(TASK DESCRIPTION) The listing below is to be reproduced in full, character for character.

(PROVIDED ENTRIES)
PR #833, opened 2022-09-21
Add building of WASM developer binary to releases

samkim:
Add a workflow that builds SpiceDB as wasm and commits it to `dist`

### DIFF
--- a/.github/workflows/wasm.yaml
+++ b/.github/workflows/wasm.yaml
@@ -1,0 +1,27 @@
+---
+name: "Build WASM"
+on: # yamllint disable-line rule:truthy
+  push:
+    branches:
+      - "main"
+    paths:
+      - "pkg/development/wasm/**"
+      - ".github/workflows/wasm.yaml"
+jobs:
+  build:
+    name: "Build WASM"
+    runs-on: "ubuntu-latest"
+    steps:
+      - uses: "actions/checkout@v3"
+      - uses: "actions/setup-go@v3"
+        with:
+          go-version: "~1.19.1"
+      - run: |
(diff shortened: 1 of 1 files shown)


jzelinskie:
Checking binaries into a git repo makes it super slow. There's git-lfs or git-annex which I is intended to track large files in git, but store them on S3. GitHub actions also has an artifact upload action that we could potentially use (build logs and stuff are often stored here).

.github/workflows/wasm.yaml
```diff
@@ -0,0 +1,27 @@
+---
+name: "Build WASM"
+on: # yamllint disable-line rule:truthy
+  push:
+    branches:
+      - "main"
+    paths:
+      - "pkg/development/wasm/**"
```
josephschorr, line 8: This path isn't sufficient, since if we make a development package change, we need to rebuild as well. We likely need to have any paths, except the `dist` directory

samkim:
> Checking binaries into a git repo makes it super slow. There's git-lfs or git-annex which I is intended to track large files in git, but store them on S3. GitHub actions also has an artifact upload action that we could potentially use (build logs and stuff are often stored here).

The end goal for committing the binary is to have it automatically available for cdn proxies like jsdelivr. The wasm file is fairly large so it definitely will add latency when interacting with the repo. If we think it's not worth the tradeoff, we could also just build the wasm file for releases and store as release artifacts.

samkim:
@josephschorr updated the build output name and did a test run of the workflow https://github.com/samkim/spicedb/releases/tag/v1.12.0-wasm

josephschorr (approved):
LGTM

PR #837, opened 2022-09-21
Fix performance for large schema writes in V1Alpha1

josephschorr:
This will hopefully reduce the flakiness of the E2E test suite, which writes large batches of definitions via the V1Alpha1 WriteSchema call

### DIFF
--- a/internal/datastore/crdb/reader.go
+++ b/internal/datastore/crdb/reader.go
@@ -112,6 +112,37 @@ func (cr *crdbReader) ListNamespaces(ctx context.Context) ([]*core.NamespaceDefi
 	return nsDefs, nil
 }
 
+func (cr *crdbReader) LookupNamespaces(ctx context.Context, nsNames []string) ([]*core.NamespaceDefinition, error) {
+	if len(nsNames) == 0 {
+		return nil, nil
+	}
+
+	ctx = datastore.SeparateContextWithTracing(ctx)
+
+	var nsDefs []*core.NamespaceDefinition
+	if err := cr.execute(ctx, func(ctx context.Context) error {
+		tx, txCleanup, err := cr.txSource(ctx)
+		if err != nil {
+			return err
+		}
+		defer txCleanup(ctx)
+
+		nsDefs, err = lookupNamespaces(ctx, tx, nsNames)
+		if err != nil {
+			return err
+		}
+
+		return nil
+	}); err != nil {
+		return nil, fmt.Errorf(errUnableToListNamespaces, err)
+	}
+
+	for _, nsDef := range nsDefs {
+		cr.addOverlapKey(nsDef.Name)
+	}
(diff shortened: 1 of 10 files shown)


internal/testfixtures/validating.go
```diff
@@ -64,6 +64,25 @@ func (vsr validatingSnapshotReader) ListNamespaces(
 	return read, err
 }
 
+func (vsr validatingSnapshotReader) LookupNamespaces(
+	ctx context.Context,
+	nsNames []string,
+) ([]*core.NamespaceDefinition, error) {
+	read, err := vsr.delegate.LookupNamespaces(ctx, nsNames)
+	if err != nil {
+		return read, err
```
vroldanbet, line 73: nit: may confuse the reader, even though `read` should be `nil`
```suggestion
		return nil, err
```

internal/testfixtures/validating.go
```diff
@@ -64,6 +64,25 @@ func (vsr validatingSnapshotReader) ListNamespaces(
...
+	}
+
+	for _, nsDef := range read {
+		err := nsDef.Validate()
+		if err != nil {
+			return nil, err
+		}
+	}
+
+	return read, err
```
vroldanbet, line 83:
```suggestion
	return read, nil
```

internal/datastore/crdb/reader.go
```diff
@@ -112,6 +112,37 @@ func (cr *crdbReader) ListNamespaces(ctx context.Context) ([]*core.NamespaceDefi
...
+		}
+
+		return nil
+	}); err != nil {
+		return nil, fmt.Errorf(errUnableToListNamespaces, err)
+	}
+
+	for _, nsDef := range nsDefs {
+		cr.addOverlapKey(nsDef.Name)
+	}
```
vroldanbet, line 142: for very large namespaces (presumably the ones causing the flakiness we are attempting to fix in this PR) this would lead to _many_ "touches" in the transactions table:

https://github.com/authzed/spicedb/blob/ffdf5210c7a97ae50b3f3d06070c04c4e7ea9e15/internal/datastore/crdb/crdb.go#L260-L264

@ecordell is there are reason we don't batch all those query operations instead of looping over the keyset?

vroldanbet (approved):
LGTM. Left 2 nit suggestions, and a potential follow up to how we handle overlapping keys in CRDB

vroldanbet:
ugh sorry I didn't notice auto-merged was enabled 😭

internal/datastore/crdb/reader.go
ecordell: No real reason other than almost all requests should have only 1 overlap key

vroldanbet: Awesome, I think it would be relatively easy to turn that into a batch pgx request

(WRITTEN REPLY)
PR #833, opened 2022-09-21
Add building of WASM developer binary to releases

samkim:
Add a workflow that builds SpiceDB as wasm and commits it to `dist`

### DIFF
--- a/.github/workflows/wasm.yaml
+++ b/.github/workflows/wasm.yaml
@@ -1,0 +1,27 @@
+---
+name: "Build WASM"
+on: # yamllint disable-line rule:truthy
+  push:
+    branches:
+      - "main"
+    paths:
+      - "pkg/development/wasm/**"
+      - ".github/workflows/wasm.yaml"
+jobs:
+  build:
+    name: "Build WASM"
+    runs-on: "ubuntu-latest"
+    steps:
+      - uses: "actions/checkout@v3"
+      - uses: "actions/setup-go@v3"
+        with:
+          go-version: "~1.19.1"
+      - run: |
(diff shortened: 1 of 1 files shown)


jzelinskie:
Checking binaries into a git repo makes it super slow. There's git-lfs or git-annex which I is intended to track large files in git, but store them on S3. GitHub actions also has an artifact upload action that we could potentially use (build logs and stuff are often stored here).

.github/workflows/wasm.yaml
```diff
@@ -0,0 +1,27 @@
+---
+name: "Build WASM"
+on: # yamllint disable-line rule:truthy
+  push:
+    branches:
+      - "main"
+    paths:
+      - "pkg/development/wasm/**"
```
josephschorr, line 8: This path isn't sufficient, since if we make a development package change, we need to rebuild as well. We likely need to have any paths, except the `dist` directory

samkim:
> Checking binaries into a git repo makes it super slow. There's git-lfs or git-annex which I is intended to track large files in git, but store them on S3. GitHub actions also has an artifact upload action that we could potentially use (build logs and stuff are often stored here).

The end goal for committing the binary is to have it automatically available for cdn proxies like jsdelivr. The wasm file is fairly large so it definitely will add latency when interacting with the repo. If we think it's not worth the tradeoff, we could also just build the wasm file for releases and store as release artifacts.

samkim:
@josephschorr updated the build output name and did a test run of the workflow https://github.com/samkim/spicedb/releases/tag/v1.12.0-wasm

josephschorr (approved):
LGTM

PR #837, opened 2022-09-21
Fix performance for large schema writes in V1Alpha1

josephschorr:
This will hopefully reduce the flakiness of the E2E test suite, which writes large batches of definitions via the V1Alpha1 WriteSchema call

### DIFF
--- a/internal/datastore/crdb/reader.go
+++ b/internal/datastore/crdb/reader.go
@@ -112,6 +112,37 @@ func (cr *crdbReader) ListNamespaces(ctx context.Context) ([]*core.NamespaceDefi
 	return nsDefs, nil
 }
 
+func (cr *crdbReader) LookupNamespaces(ctx context.Context, nsNames []string) ([]*core.NamespaceDefinition, error) {
+	if len(nsNames) == 0 {
+		return nil, nil
+	}
+
+	ctx = datastore.SeparateContextWithTracing(ctx)
+
+	var nsDefs []*core.NamespaceDefinition
+	if err := cr.execute(ctx, func(ctx context.Context) error {
+		tx, txCleanup, err := cr.txSource(ctx)
+		if err != nil {
+			return err
+		}
+		defer txCleanup(ctx)
+
+		nsDefs, err = lookupNamespaces(ctx, tx, nsNames)
+		if err != nil {
+			return err
+		}
+
+		return nil
+	}); err != nil {
+		return nil, fmt.Errorf(errUnableToListNamespaces, err)
+	}
+
+	for _, nsDef := range nsDefs {
+		cr.addOverlapKey(nsDef.Name)
+	}
(diff shortened: 1 of 10 files shown)


internal/testfixtures/validating.go
```diff
@@ -64,6 +64,25 @@ func (vsr validatingSnapshotReader) ListNamespaces(
 	return read, err
 }
 
+func (vsr validatingSnapshotReader) LookupNamespaces(
+	ctx context.Context,
+	nsNames []string,
+) ([]*core.NamespaceDefinition, error) {
+	read, err := vsr.delegate.LookupNamespaces(ctx, nsNames)
+	if err != nil {
+		return read, err
```
vroldanbet, line 73: nit: may confuse the reader, even though `read` should be `nil`
```suggestion
		return nil, err
```

internal/testfixtures/validating.go
```diff
@@ -64,6 +64,25 @@ func (vsr validatingSnapshotReader) ListNamespaces(
...
+	}
+
+	for _, nsDef := range read {
+		err := nsDef.Validate()
+		if err != nil {
+			return nil, err
+		}
+	}
+
+	return read, err
```
vroldanbet, line 83:
```suggestion
	return read, nil
```

internal/datastore/crdb/reader.go
```diff
@@ -112,6 +112,37 @@ func (cr *crdbReader) ListNamespaces(ctx context.Context) ([]*core.NamespaceDefi
...
+		}
+
+		return nil
+	}); err != nil {
+		return nil, fmt.Errorf(errUnableToListNamespaces, err)
+	}
+
+	for _, nsDef := range nsDefs {
+		cr.addOverlapKey(nsDef.Name)
+	}
```
vroldanbet, line 142: for very large namespaces (presumably the ones causing the flakiness we are attempting to fix in this PR) this would lead to _many_ "touches" in the transactions table:

https://github.com/authzed/spicedb/blob/ffdf5210c7a97ae50b3f3d06070c04c4e7ea9e15/internal/datastore/crdb/crdb.go#L260-L264

@ecordell is there are reason we don't batch all those query operations instead of looping over the keyset?

vroldanbet (approved):
LGTM. Left 2 nit suggestions, and a potential follow up to how we handle overlapping keys in CRDB

vroldanbet:
ugh sorry I didn't notice auto-merged was enabled 😭

internal/datastore/crdb/reader.go
ecordell: No real reason other than almost all requests should have only 1 overlap key

vroldanbet: Awesome, I think it would be relatively easy to turn that into a batch pgx request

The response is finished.